Meet Paul Sevigny, the latest to crash the celebrity-family-D.J. ranks. Mark Ronson, watch your back.


A teeming congregation of hipsters crowds the dance floor at Spa's rock-and-roll party, "Big Bad Dodgey Disco." Pulp's "Common People" is throbbing. Strobes are flashing. Suddenly, the speakers begin blasting the Misfits' scratchy 1978 thrasher anthem "Last Caress" -- a far cry from the slick Britpop of a minute ago. The dancers are at a loss. Then they raise their fists in the air and pogo about with new fervor. "I haven't heard this since high school," says one happy headbanger, waving toward the D.J. booth. "Paul is so fucking punk!"

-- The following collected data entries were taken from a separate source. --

PR #1190, opened 2020-04-25
Add missing StateM2C and StateM3C

qlonik:
Add missing `StateM2C` and `StateM3C` definitions, as well as their usage in `getStateM()`.

I added `Since @2.5.4` in the jsdoc, but i'm not sure what is the value that actually need to go there. Maybe it should be `@2.6.0`? 

As a side note, it seems that it is possible to type `state` in `src/State.ts` on line 88, as `StateM1<IdentityURI>`. This would allow state to be passed in functions which require `StateM` instances. Should that be added?


gcanti:
Thanks @qlonik, 2.5.4 is fine. Released.

PR #1200, opened 2020-05-06
add Eq.getMonoid

gcanti:


gkamperis:
@gcanti should this be in `Semigroup` instead?

...and maybe as `semigroupEq` similar to `semigroupString`, `semigroupSum` etc?
or as `getEqSemigroup` similar to `getObjectSemigroup`

gcanti:
@gkamperis usually `Semigroup` / `Monoid` instances are contained in the corresponding data type module, examples

- `Array.ts` contains `getMonoid`
- `Option.ts` contains `getMonoid`
- `Either.ts` contains `getSemigroup`

etc...

`semigroupString`, `semigroupSum`, `getObjectSemigroup` are in `Semigroup.ts` because there's no `string.ts`, `number.ts`, `Object.ts` modules.

Though maybe I should add `getMonoid` instead of `getSemigroup`

```ts
const empty: Eq<unknown> = {
  equals: () => true
}

/**
 * @since 2.6.0
 */
export function getMonoid<A>(): Monoid<Eq<A>> {
  return {
    concat: (x, y) => fromEquals((a, b) => x.equals(a, b) && y.equals(a, b)),
    empty
  }
}
```

gkamperis:
@gcanti thanks for the clarification.

the other reason I made the comment is that in my mind, and I am a total novice here, the `Eq `abstraction is a building block for `Semigroup` so the `Semigroup` module should "reference" `Eq `and not the other way around.

gcanti:
> the Eq abstraction is a building block for Semigroup

what do you mean?

gkamperis:
nothing... :) pls ignore me! I understand that the emphasis is on `Eq`... thanks again for the time to explain it

test/Eq.ts
```diff
@@ -63,11 +63,11 @@ describe('Eq', () => {
 
   it('getSemigroup', () => {
```
gkamperis, line 64: change desc to getMonoid?

PR #1214, opened 2020-05-18
Add raise function to throw an error as an expression (to 1.x)

Nymphium:
The function provided is just a wrapper of `throw` *statement*.


gcanti:
See https://github.com/gcanti/fp-ts/pull/1215#issuecomment-629971740

PR #1215, opened 2020-05-18
Add raise function to throw an error as an expression (to 2.x)

Nymphium:
The function provided is just a wrapper of `throw` *statement*.
I also add it to 1.x (see #1214).


gcanti:
@Nymphium thanks for this PR but throwing errors is not something I want to add suppor for

PR #1219, opened 2020-05-25
Fix IO example

sgioia9:
In the example:
```ts
pipe(
    fromNullable(input),
    fold(log('Received null'), value => log(`Received ${value}`)),
  );
```
the left side of the fold needs to return a thunk, otherwise the resulf of the pipe isn't callable.


gcanti:
Thanks @sgioia9

Issue #1227, opened 2020-06-03
Import Ergonomics


SRachamim:
## 🚀 Feature request
I think the entire import design is a mess. I find it hard to auto-import functions, types and utilities.

### Current Behavior
This is how a typical file of mine looks:

```typescript
import { pipe } from 'fp-ts/lib/pipeable';
import { flow, identity } from 'fp-ts/lib/function';
import { stateReaderTaskEither, either } from 'fp-ts';
import { StateReaderTaskEither } from `fp-ts/lib/StateReaderTaskEither';

// weird use of proofs
either.either
```

### Desired Behavior

I'de like to find everything on the index:

```typescripr
import {
  pipe,
  flow,
  identity,
  Either,
  either,
} from 'fp-ts';

// general name for proofs (I'm a noob, so maybe there's a better name
either.proof
```

### Suggested Solution

In addition to the current `index.ts`, it could be better to export all types, all `function` utilities and `pipe`.

Consider also to export very handy utilities like `sequnce` and `traverse`.

### Who does this impact? Who is this for?

Tree shaking is not always relevant. In those cases I prefer ergonomics: auto-import should work like a charm and import should be grouped so it would be easy to manual import additional utilities.

steida:
It's already answered somewhere in issues. Long story short: It's already perfect except Webpack 4 will not tree-shake it properly. Webpack5 will.

steida:
It's already solved. Search in issues. Webpack 5 will tree-shake it properly.

SRachamim:
What already solved? tree-shaking is not the issue here. Try to read the feature-request again and let me know if I wasn't clear enough.

steida:
@SRachamim Jeez, it's so hard to do what I recommend to you? Here is it: https://github.com/gcanti/fp-ts/issues/1185#issuecomment-613334914 The only problem is such importing is not properly tree-shaked with Webpack < 5 Now please say "Thank you" and close the issue. Thank you.

aqrln:
Hey, let's keep the conversation civil and on track, because it becomes kinda heated.

@gcanti what do you think about adopting a Code of Conduct, such as https://www.contributor-covenant.org?

aqrln:
[...]

Issue #1053, opened 2019-12-17
Split between lib/ and es6/ does not work well


wereHamster:
### Current Behavior

The following file, when processed by a bundler (rollup, webpack etc), will include the fp-ts Either module twice, once the es6 version and once the lib version.

```
import { right } from "fp-ts/es6/Either";
import { _right } from "monocle-ts/es6/Either";

console.log(right(42), _right(right(42)));
```

Why? Because the Either module from monocle imports `fp-ts/lib/Either`, even if itself was imported through `monocle-ts/es6/Either`.

### Expected behavior

The fp-ts Either module should appear only once in the output.

### Reproducible example

Save the above example as `input.js`, and bundle using the following rollup config:

```
import commonjs from "rollup-plugin-commonjs";
import nodeResolve from "rollup-plugin-node-resolve";

export default {
  input: "input.js",
  output: { file: "output.js", format: "cjs" },
  plugins: [nodeResolve({}), commonjs({})]
};
```

The resulting file will be 144KB, and contain a lot of unnecessary code because rollup can't threeshake commonjs modules.

If I edit the monocle-ts package contents to always import from fp-ts/es6/ instead of fp-ts/lib/, then the size drops to 50K

### Suggested solution(s)

The only solution I'm aware of is this: Every module that the user is expected to import in their code has to be a folder, and that folder must contain a package.json which provides pointers to the entry points (`main` being the commonjs entry point, and `module` being the ES6 module entry point).

In other words, in any import statement `import … from "SOMEMODULE"`, the "SOMEMODULE" must refer to a folder with its own package.json, ie. `node_modules/SOMEMODULE/package.json`. If SOMEMODULE contains path separators, same applies, eg. `import … from 'fp-ts/Either'` -> `node_modules/fp-ts/Either/package.json`.

### Additional context

The `@material-ui/core` package solves this in the way I described. You can have a look at the contents of their package here: https://unpkg.com/browse/@material-ui/core@4.8.0/.

Every direct subfolder of this package is allowed to be imported. As you drill down to the subfolders, you'll see a package.json en every one (eg. https://unpkg.com/browse/@material-ui/core@4.8.0/Avatar/package.json).

wmaurer:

Just when hipsters are tiring of the Jackson Five and Jay-Z, Paul Sevigny, brother of actress Chloë, has arrived with a furious punk-metal soundtrack. Before he took to the turntables, the Waspishly handsome 29-year-old native of Darien, Connecticut, who goes out with Cheap Date editor Bay Garnett (pictured with Sevigny), was the vice-president of Dana Giacchetto's Cassandra Group. "It's not that everybody wants to be a D.J.," says Sevigny. "It's that everybody has figured out that they can be a D.J." His own epiphany took place last March at Serena, after his friend Audrey Bernstein, who runs the party "Velveteen," asked him to fill a guest-D.J. spot. When the crowd went berserk over his Sex Pistols set, his P.R. pals began brainstorming. Within three months, Sevigny had D.J.'d at a Surface magazine party, the Ghost store opening, and Jade Jagger and Dan Macmillan's party for the Phillips auction house; he was even competing with Mark Ronson for a $5,000 Gucci gig.

If Ronson has introduced hip-hop to Park Avenue, then Sevigny will take Park Avenue to CBGB. "I prefer listening to hip-hop when I'm out partying," Sevigny admits. "But that's all we need -- another skinny white boy spinning Big Pun." (Ronson could not be reached for comment.)

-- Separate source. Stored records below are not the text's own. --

Issue #1251, opened 2020-06-24
`Either.parseJSON` should return JSON type instead of `unknown`


OliverJAsh:
### Current Behavior

`Either.parseJSON` returns `Either<E, unknown>`, but we can refine the `unknown` type to something like `AnyJson`:

```ts
// Copied from https://github.com/Microsoft/TypeScript/issues/1897#issuecomment-338650717
export type AnyJson = boolean | number | string | null | JsonArray | JsonMap;
export type JsonMap = { [key: string]: AnyJson };
export type JsonArray = Array<AnyJson>;
```

Would you accept a PR for this?

### Your environment

Which versions of fp-ts are affected by this issue? Did this work in previous versions of fp-ts?

| Software   | Version(s) |
| ---------- | ---------- |
| fp-ts      |            |
| TypeScript |            |

gcanti:
> Would you accept a PR for this?

👍

Issue #685, opened 2019-01-03
Rename `Record` to `Dict`?


OliverJAsh:
**Do you want to request a _feature_ or report a _bug_?**
Naming suggestion

**What is the current behavior?**
The `Record` module seems to model a "dictionary" type, where the keys are unknown (`Record<string, A>`).

If I understand correctly, the name "record" usually refers to an object with known keys, and "dictionary"/"map" refers to an object with unknown keys.

If that's correct, perhaps we should rename the `Record` module to `Dict{,ionary}`?

It would be fine to continue using TypeScript's built-in `Record` helper to model the dictionary (`Record<string, A>`), as this is just an alias for `{ [K in string]: A }`. Alternatively, you could define the dictionary type using an index signature instead of mapped types: `{ [key: string]: A }`. I'm not sure if there's much difference.

gcanti:
I don't like it either, but that's how the built-in type is called

OliverJAsh:
Hmm, true! I resolved to only using the built-in type `Record` for actual records (where the key is not just `string`), and then for dictionaries using index signatures (instead of mapped types which `Record` is an alias for);

``` ts
type Dict<T> = { [index: string]: T }
```

gcanti:
> where the key is not just `string`

some functions could take into account that, e.g. `size`, `isEmpty`, `map`...

Example

```ts
export function map<K extends PropertyKey, A, B>(fa: Record<K, A>, f: (a: A) => B): Record<K, B>
export function map<A, B>(fa: Record<string, A>, f: (a: A) => B): Record<string, B>
export function map<A, B>(fa: Record<string, A>, f: (a: A) => B): Record<string, B> {
  return mapWithKey(fa, (_, a) => f(a))
}
```

```ts
declare const x: Record<'a' | 'b', number>

// y: Record<"a" | "b", boolean>
const y = R.map(x, n => n > 2)
```

giogonzo:
@gcanti this would help, I had to do some similar casts when `map`ping over a record with known keys . How could `size`, `isEmpty` have benefits instead?

giogonzo:
Real world example:
```ts
const inlineErrors : InlineErrors<K> = mapWithKey( // type InlineErrors<K extends string> = Record<K, Option<string>>;
  this.props.inlineErrors,
[...]

PR #1252, opened 2020-06-24
Refine `Either.parseJSON` return type

OliverJAsh:
Fixes https://github.com/gcanti/fp-ts/issues/1251

### DIFF
--- a/docs/modules/Either.ts.md
+++ b/docs/modules/Either.ts.md
@@ -417,7 +417,7 @@ Converts a JavaScript Object Notation (JSON) string into an object.
 **Signature**
 
 ```ts
-export declare function parseJSON<E>(s: string, onError: (reason: unknown) => E): Either<E, unknown>
+export declare function parseJSON<E>(s: string, onError: (reason: unknown) => E): Either<E, AnyJson>
 ```
 
 **Example**
--- a/docs/modules/Either.ts.md
+++ b/docs/modules/Either.ts.md
@@ -88,6 +88,9 @@ Added in v2.0.0
   - [Left (interface)](#left-interface)
   - [Right (interface)](#right-interface)
 - [utils](#utils)
+  - [Json (type alias)](#json-type-alias)
+  - [JsonArray (interface)](#jsonarray-interface)
+  - [JsonRecord (interface)](#jsonrecord-interface)
   - [elem](#elem)
   - [exists](#exists)
   - [toError](#toerror)
@@ -417,7 +420,7 @@ Converts a JavaScript Object Notation (JSON) string into an object.
 **Signature**
 
 ```ts
-export declare function parseJSON<E>(s: string, onError: (reason: unknown) => E): Either<E, AnyJson>
+export declare function parseJSON<E>(s: string, onError: (reason: unknown) => E): Either<E, Json>
 ```
 
 **Example**
@@ -802,6 +805,38 @@ export interface Right<A> {
 Added in v2.0.0
 
 # utils
+
+## Json (type alias)
+
+**Signature**
+
+```ts
+export type Json = boolean | number | string | null | JsonArray | JsonRecord
+```
+
+Added in v2.6.7
+
+## JsonArray (interface)
+
+**Signature**
+
+```ts
+export interface JsonArray extends ReadonlyArray<Json> {}
+```
+
+Added in v2.6.7
+
+## JsonRecord (interface)
+
+**Signature**
+
+```ts
+export interface JsonRecord {
+  readonly [key: string]: Json
+}
+```
+
+Added in v2.6.7
 
 ## elem
 
--- a/src/Either.ts
+++ b/src/Either.ts
@@ -169,6 +169,13 @@ export function tryCatch<E, A>(f: Lazy<A>, onError: (e: unknown) => E): Either<E
   }
 }
 
+// Copied from https://github.com/Microsoft/TypeScript/issues/1897#issuecomment-338650717
+type AnyJson = boolean | number | string | null | JsonArray | JsonMap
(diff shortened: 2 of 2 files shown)


src/Either.ts
```diff
@@ -169,6 +169,13 @@ export function tryCatch<E, A>(f: Lazy<A>, onError: (e: unknown) => E): Either<E
   }
 }
 
+// Copied from https://github.com/Microsoft/TypeScript/issues/1897#issuecomment-338650717
+type AnyJson = boolean | number | string | null | JsonArray | JsonMap
+interface JsonMap {
+  readonly [key: string]: AnyJson
```
OliverJAsh, line 175: I made this `readonly` because the lint rule told me to. 🤷‍♂️

src/Either.ts
```diff
@@ -169,6 +169,13 @@ export function tryCatch<E, A>(f: Lazy<A>, onError: (e: unknown) => E): Either<E
   }
 }
 
+// Copied from https://github.com/Microsoft/TypeScript/issues/1897#issuecomment-338650717
+type AnyJson = boolean | number | string | null | JsonArray | JsonMap
+interface JsonMap {
```
OliverJAsh, line 174: I initially use `type` but recursive type aliases are only supported in newer TS versions, so had to revert to `interface`.

OliverJAsh:
Sure, let me do that.

> * rename `JsonMap` to `JsonRecord` for consistency with the built-in `Record` type

Note: I still feel uncomfortable using "record" here (https://github.com/gcanti/fp-ts/issues/685).

OliverJAsh:
@gcanti Maybe we should export them too, WDYT?

gcanti:
@OliverJAsh yes, that's a useful type which [I would like to import somewhere else](https://github.com/gcanti/io-ts/blob/c85564afc304b852033e0dc1b99ca22cea920afa/src/JsonEncoder.ts#L13-L31)

docs/modules/Either.ts.md
```diff
@@ -417,7 +417,7 @@ Converts a JavaScript Object Notation (JSON) string into an object.
 **Signature**
 
 ```ts
-export declare function parseJSON<E>(s: string, onError: (reason: unknown) => E): Either<E, unknown>
+export declare function parseJSON<E>(s: string, onError: (reason: unknown) => E): Either<E, AnyJson>
```
gcanti, line 420: looks like the generated docs are stale

awerlogus:
I think, you should add also `| readonly []` in `AnyJson` because https://github.com/microsoft/TypeScript/issues/38727#issuecomment-643495070

gcanti:
@awerlogus why? all tuples, `readonly []` included, are already modeled by `JsonArray`

awerlogus:
@gcanti compare the types of variables `a` and `b`.

```ts
type Json1 = boolean | number | string | null | JsonArray1 | JsonRecord1

interface JsonArray1 extends ReadonlyArray<Json1> { }

export interface JsonRecord1 {
  readonly [key: string]: Json1
}

function handleJson1<T extends Json1>(arg: T): T {
  return arg
}


type Json2 = boolean | number | string | null | JsonArray2 | JsonRecord2 | readonly []

interface JsonArray2 extends ReadonlyArray<Json2> { }

export interface JsonRecord2 {
  readonly [key: string]: Json2
}

function handleJson2<T extends Json2>(arg: T): T {
  return arg
}

// number[]
const a = handleJson1([1, 2, 3])

// [number, number, number]
const b = handleJson2([1, 2, 3])
```

Type parameters will be not inferred as tuples if the type that extends them doesn't contain `readonly []` (or another tuple) explicitly. That's why I always combine `ReadonlyArray` with `readonly []`.

gcanti:
@awerlogus ok but `handleJson` is just the identity function, could you show a compelling use case where `Json2` will be actually useful?

awerlogus:
@gcanti 

> could you show a compelling use case where `Json2` will be actually useful?

You're requesting for a json processing example? It obviously will be absolutely synthetic. Somebody may be needed to handle tuples and simple arrays differently on type level. And it will be better if types will be inferred as narrow as possible. That's all. Adding `readonly []` is not such a serious suggestion, which will determine the development of humanity for years to come, to be taken with such hostility.

gcanti:
@awerlogus there's no hostility in my request, I'm genuinely interested in a use case since I never thought of adding `readonly []` to the untagged union (as linked in my comment [here](https://github.com/gcanti/fp-ts/pull/1252#issuecomment-649204318)) and I may be missing something important.

awerlogus:
@gcanti as I said, the example turned out to be synthetic. Here you can see that type inference in case of `getJsonLength2` provides us more info to operate with on type level.

```ts
type Json1 = boolean | number | string | null | JsonArray1 | JsonRecord1

interface JsonArray1 extends ReadonlyArray<Json1> { }

export interface JsonRecord1 {
  readonly [key: string]: Json1
}

declare function getJsonLength1<T extends Json1>(arg: T): T extends ReadonlyArray<any> ? T['length'] : 1


type Json2 = boolean | number | string | null | JsonArray2 | JsonRecord2 | readonly []

interface JsonArray2 extends ReadonlyArray<Json2> { }

export interface JsonRecord2 {
  readonly [key: string]: Json2
}

declare function getJsonLength2<T extends Json2>(arg: T): T extends ReadonlyArray<any> ? T['length'] : 1


// number
const a = getJsonLength1([1, 2, 3])

// 3
const b = getJsonLength2([1, 2, 3])


// 1
const c = getJsonLength1({ a: 'foo', b: 'bar' })

// 1
const d = getJsonLength2({ a: 'foo', b: 'bar' })
```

While Sam Shaffer, an owner of Serena's, has been known to complain about his ear-shattering decibels, Sevigny's toughest critics cite his firm grasp on his sister's coattails. "Sure, he's a good D.J.," says a fashion editor who was at the Ghost party. "But he's also Chloë's brother." "He's just another celebrity-family D.J.," grumbles a disgruntled Britpopper at the Spa party. "Big deal." "Well, we share a very similar taste in music," Sevigny says pragmatically of his beneficial bond. "Which would lend itself to making me one of her favorite D.J.'s. It's obvious," he admits, "that it's not working against me."